Myrrh Essential Oil

Myrrh Essential Oil

Myrrh belongs to the oldest preparations known to humankind. It is said that Hippocrates already used Myrrh. The first entries go back to the Middle Ages, where Myrrh Oil was used for an ailment we know today as inflammatory bowel disease.
Myrrh consists of a rubber-like resin which is hardened in the air. The raisin is obtained from different types of Myrrh trees by cutting the trunks and branches.

The resin of the Myrrh Oil

The Myrrh tree has its origins in East Africa (Ethiopia and Somalia), Yemen, and Libya. The precious resin has been in great demand since ancient times.

In Egypt, the resin was used to embalm the dead. The Hebrews appreciated its fragrance and used it for its positive effect on the psyche. The Babylonians used the resin to produce perfumes and beauty ointments to alleviate inflamed and festering wounds. Myrrh essential oil is also used as a beauty treatment for wrinkles and lines.
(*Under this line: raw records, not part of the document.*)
PR #285, opened 2024-01-19
feat: e2e tests for multi node clusters

ricardomaraschini:
- Create scripts to generate worker and controller join token through Kots web interface.
- Create e2e test that deploys a multi-node cluster (3 controllers + 1 worker).

### DIFF
--- a/e2e/scripts/generate-controller-join-token.js
+++ b/e2e/scripts/generate-controller-join-token.js
@@ -22,14 +22,14 @@ const puppeteer = require('puppeteer'); // v20.7.4 or later
     page.setDefaultTimeout(timeout);
     const args = process.argv.slice(2);
     if (args.length !== 1) {
-        throw new Error('usage: check-app-and-cluster-status.js <kotsadm-ip>');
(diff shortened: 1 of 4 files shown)


e2e/scripts/generate-controller-join-token.js
```diff
@@ -0,0 +1,272 @@
...
+        const targetPage = page;
+        await targetPage.waitForSelector('.react-prism.language-bash');
+        let elementContent = await targetPage.evaluate(() => {
+            const element = document.querySelector('.react-prism.language-bash');
+            return element ? element.textContent : null;
+        });
+        if (!elementContent) {
+            throw new Error("Could not find the node join command");
+        }
+        console.log(elementContent);
```
laverya, line 264: Could we log a json object instead to simplify error logging in the future?

laverya (dismissed):

e2e/scripts/generate-controller-join-token.js
ricardomaraschini: Done. While doing it I also added a script to generate a worker token as well.

laverya (approved):

PR #303, opened 2024-01-26
set the version to 'dev-metadata' in integration tests

laverya:
also: use a new staging test app, and run integration tests on merge


.github/workflows/pull-request.yaml
```diff
@@ -71,3 +62,38 @@ jobs:
       run: |
         export EC_VERSION="dev-metadata"
         ./scripts/cache-files.sh
+
+    - name: Cache files for integration test
```
ricardomaraschini, line 66: Why is this step duplicated ?

e2e/install_test.go
```diff
@@ -70,6 +70,15 @@ func TestSingleNodeInstallation(t *testing.T) {
...
 	}
+	t.Log("checking installation state")
+	line = []string{"check-installation-state.sh"}
+	stdout, stderr, err = RunCommandOnNode(t, tc, 0, line)
+	if err != nil {
+		t.Log("stdout:", stdout)
+		t.Log("stderr:", stderr)
+		t.Fatalf("fail to check installation state: %v", err)
+	}
+	t.Log("installation state:", stdout)
```
ricardomaraschini, line 81: Is this just so we can see the output after the test run ?

.github/workflows/pull-request.yaml
laverya: Because it's cashing to two different places

e2e/install_test.go
laverya: Yes - I would prefer to have a check for the actual installation state, but it isn't failing yet 😆

ricardomaraschini (approved):

PR #311, opened 2024-01-31
Revert "feat: require uid 0 for install, shell and node commands"

ricardomaraschini:
Reverts replicatedhq/embedded-cluster#306


ricardomaraschini:
We have decided not to revert this but try to fix the issue moving forward.

PR #328, opened 2024-02-06
test upgrading the app to add + change vendor addons

laverya:

PR #331, opened 2024-02-07
support expanding nodeport range

laverya:


laverya:
this was included in https://github.com/replicatedhq/embedded-cluster/pull/328

PR #356, opened 2024-02-14
feat: polishing cli arguments and help messages

ricardomaraschini:
polishing cli arguments and help messages

### DIFF
--- a/cmd/embedded-cluster/install.go
+++ b/cmd/embedded-cluster/install.go
@@ -265,7 +265,7 @@ func runOutro(c *cli.Context) error {
 // file is created. Resulting kubeconfig is stored in the configuration dir.
 var installCommand = &cli.Command{
 	Name:  "install",
-	Usage: "Installs and starts a new cluster",
+	Usage: "Install a cluster",
 	Before: func(c *cli.Context) error {
 		if os.Getuid() != 0 {
 			return fmt.Errorf("install command must be run as root")
@@ -280,7 +280,7 @@ var installCommand = &cli.Command{
 		},
 		&cli.StringSliceFlag{
 			Name:  "disable-addon",
-			Usage: "Disable addon during install/upgrade",
+			Usage: "Disable addon during install",
 		},
 		&cli.StringFlag{
 			Name:   "overrides",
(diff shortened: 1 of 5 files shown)


laverya (dismissed):

cmd/embedded-cluster/install.go
```diff
@@ -265,7 +265,7 @@ func runOutro(c *cli.Context) error {
 // file is created. Resulting kubeconfig is stored in the configuration dir.
 var installCommand = &cli.Command{
 	Name:  "install",
-	Usage: "Installs and starts a new cluster",
+	Usage: "Install a cluster",
```
ajp-io, line 268: This is more than a cluster to the end user. In fact, they think of it as the app more so than the cluster. WDYT about "Install \<binary name>"? Maybe "Install \<binary name> cluster", but in a single-node situation, the word cluster feels confusing.

This lines up with the `Install and manage %s", name` wording you used below too.

cmd/embedded-cluster/install.go
```diff
@@ -280,7 +280,7 @@ var installCommand = &cli.Command{
 		},
 		&cli.StringSliceFlag{
 			Name:  "disable-addon",
-			Usage: "Disable addon during install/upgrade",
+			Usage: "Disable addon during install",
```
ajp-io, line 283: But I'm all for just getting rid of this one
```suggestionx
			Usage: "Disable add-on during install",
```

cmd/embedded-cluster/reset.go
```diff
@@ -299,7 +299,7 @@ var resetCommand = &cli.Command{
 		},
 		&cli.BoolFlag{
 			Name:  "force",
-			Usage: "Ignore errors encountered when resetting the node. Implies --no-prompt.",
+			Usage: "Ignore errors encountered when resetting the node. Implies --no-prompt",
```
ajp-io, line 302: If we're going to remove periods, let's do something like this
```suggestion
			Usage: "Ignore errors encountered when resetting the node (implies --no-prompt)",
```

ajp-io (commented):
I wonder if we need the `help` command if we have `--help, -h` already. Nbd, just thinking out loud.

cmd/embedded-cluster/install.go
ricardomaraschini: This will be done in a separate PR.

cmd/embedded-cluster/install.go
ricardomaraschini: OK, `Install <binary name>` it is.

ricardomaraschini:
```suggestion
	Usage: fmt.Sprintf("Install %s", defaults.BinaryName()),
```

laverya (approved):

PR #365, opened 2024-02-14
update chart values so that charts are not immediately reapplied

laverya:


laverya:
The disadvantage of this is that it keeps the password preserved in the chart values forever
I'm going to look at creating that secret from embedded-cluster instead

laverya:
Looks like all that was actually needed was just not restarting k0s

PR #367, opened 2024-02-15
remove k0s restart in CI

laverya:


laverya:
This restart seems to be the cause of the issues we've been seeing where charts will fail to create due to the name already being in use etc

e2e/kots-release-install/cluster-config.yaml
```diff
@@ -38,7 +38,7 @@ spec:
           chartname: ingress-nginx/ingress-nginx
           namespace: ingress-nginx
           version: "4.8.3"
-          order: 2
+          order: 4
```
laverya, line 41: This chart being added with order 4 almost always triggered the race condition before

ricardomaraschini (approved):

PR #159, opened 2022-04-27
Unify MPU libraries

deiteris:
Deduplicate and remove unused code. Since register maps for mpu6x00 and mpu60x0 are mostly identical and DMP is applicable to the entire family, the use of separate libraries doesn't make any sense. This also removes unused data from DMP packet that should improve reading speed.

Needs testing.


inkuxuan:
If merged please add also 0x74 as a possible device ID for MPU6500. It is found that some of the MPU6500s uses this address.

unlogisch04:
Works on BMI160, MPU6050c, ICM20948. I did not test it as tracker itself

nekomona:
For the DMP packet content part, now the server by default uses acceleration data to determine taps and foot compensations, so it might be a better idea to remove the gyro output but keep the acceleration ones

PR #162, opened 2022-06-04
feat: multiple wifi credentials

ZigTag:
I keep having to reset the credentials because I have multiple play spaces with two different login credentials, so I decided to make this to make my problem more bearable


TheDevMinerTV:
I already have a better solution on hand, give me a few days to polish it up though :)

ZigTag:
Would it be wise to reconsider this patch? Seems like #164 wasn't viable

TheDevMinerTV:
Only if you're up to rewriting the WifiHandler into a class and refactoring some of the code in there (you can copy paste most stuff from my PR, probably).

ZigTag:
Yeah I'd make it work on the newest versions, just asking if its worth the effort

ZigTag:
Just to note, this patch is multiple HARDCODED wifi credentials, not multiple dynamic ones

PR #163, opened 2022-06-05
Fix esp32c3 build

TheButlah:


src/configuration/Configuration.cpp
```diff
@@ -21,15 +21,7 @@
...
-#ifdef ESP32
-    // #define CONFIG_LITTLEFS_SPIFFS_COMPAT 1
-    // #define CONFIG_LITTLEFS_LFS_YES_TRACE
-    // #define LFS_YES_TRACE
-    #include <LITTLEFS.h>
-    #define LittleFS LITTLEFS
-#else
-    #include <LittleFS.h>
-#endif
+#include <LittleFS.h>
```
TheDevMinerTV, line 24: This isn't gonna work with the normal ESP32 builds

TheDevMinerTV (changes requested):

src/configuration/Configuration.cpp
TheButlah: how come?

unlogisch04:
fixed with #170

TheButlah:
> fixed with #170

Are we sure? I thought Anna said that it didn't compile for her or something

src/configuration/Configuration.cpp
TheDevMinerTV: because you're not bumping the framework version for the "old" ESP32, in which this file doesn't exist. Which is why we had to use a library to provide this, which needs some defines to work properly.

TheButlah: Is it resolved with the latest commits?

TheButlah:
> We should probably add a CI step for the C3 as well (just edit the JSON file in `ci/`)

Can you make this change?

TheDevMinerTV:
Welp, as long as this doesn't compile you can forget about merging

Eirenliel:
Wow Anna CI-blocked Butlah :nya_a:

TheButlah:
Its the `-fpermissive` bug, I thought you said that was fixed @unlogisch04

TheButlah:
To be fair, the `-fpermissive` has been a problem for a while and its only showing up now due to the updated compiler

TheDevMinerTV:
> Wow Anna CI-blocked Butlah :nya_a:

the CI promises to fix esp32c3 builds but doesn't even build it in CI smh
if it doesn't compile in this PR it shouldn't get merged. as easy as that.

TheDevMinerTV:
@TheButlah please rebase against `main` :)

TheDevMinerTV:
I think that changing the types of the configuration file would've been smarter.
That way we:
- Change the library, therefore making updating the lib easier
- Have less changes in general

unlogisch04:
I did not find this bias function in a actual upstream lib. So not sure if this was added later anyway. I look at all sparkfun icm20948 forks, that where ahead of the original.

TheDevMinerTV (approved):

unlogisch04 (changes requested):
Rebase, and we need to change https://github.com/SlimeVR/SlimeVR-Tracker-ESP/blob/main/platformio-tools.ini now too.

unlogisch04 (approved):

Eirenliel (approved):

Myrrh Oil: mythology, customs, and traditional uses

Myrrh has a long tradition in the history of humanity. The “tears of the myrrh tree” were used for incense as part of the Egyptian sun cult. Myrrh oil was also used for embalming the dead.
Biblical Gifts: Myrrh has an important place in the Bible. The story tells that the Three Wise Men from the Orient, the Magi, brought three gifts to the newborn baby Jesus. Those gifts were Frankincense, Gold, and Myrrh. At this time, those three items were valuable gifts that symbolized respect and appreciation.

Myrrh Oil today

The resin distilled to the essential oil is used today on the one hand as a base note in the perfume industry and herbal medicine on the other. It has invigorating properties and is highly valued for the care in the mouth, throat, or neck. Because of its disinfecting effect on the mouth and throat, Myrrh is often used in holistic dentistry.
In the recent past, Myrrh was professionally researched. Those studies looked at its effects on strengthening the intestinal barrier (Berliner Charité, 2013) and alleviating intestinal cramps (Uni Leipzig, 2012). With this acknowledgment, Myrrh caught the interest of the broader public. Today Myrrh (often ready-made combined with other medicinal plants) is also being researched on chronic inflammatory bowel diseases (study Kliniken Essen-Mitte).

Effect on the psyche

Myrrh oil facilitates meditation and supports the connection to the spiritual world. It has a cleansing effect, relaxes, and calms the psyche and soul. Therefore, it is widely used for meditation.

More applications where the Myrrh Oil might prove helpful

Properties of the essential oil of Myrrh:
Anti-infective
Antibacterial
Analgesic and
Anti-inflammatory.

Because of its disinfecting and tissue regeneration stimulating properties, Myrrh might be helpful in cases of broken skin and may regulate the hormonal system.
Organic myrrh essential oil is used for viral infections, bronchitis, and coughing with sputum. Myrrh is well tolerated by sensitive and mature skin. It is used in various forms of skincare, prevention of pressure sores, boils, cracked skin, and small wounds. A few drops of this oil are sufficient to stabilize the nervous system, relieve psychological discomfort, stimulate creativity, and promote the mind’s development.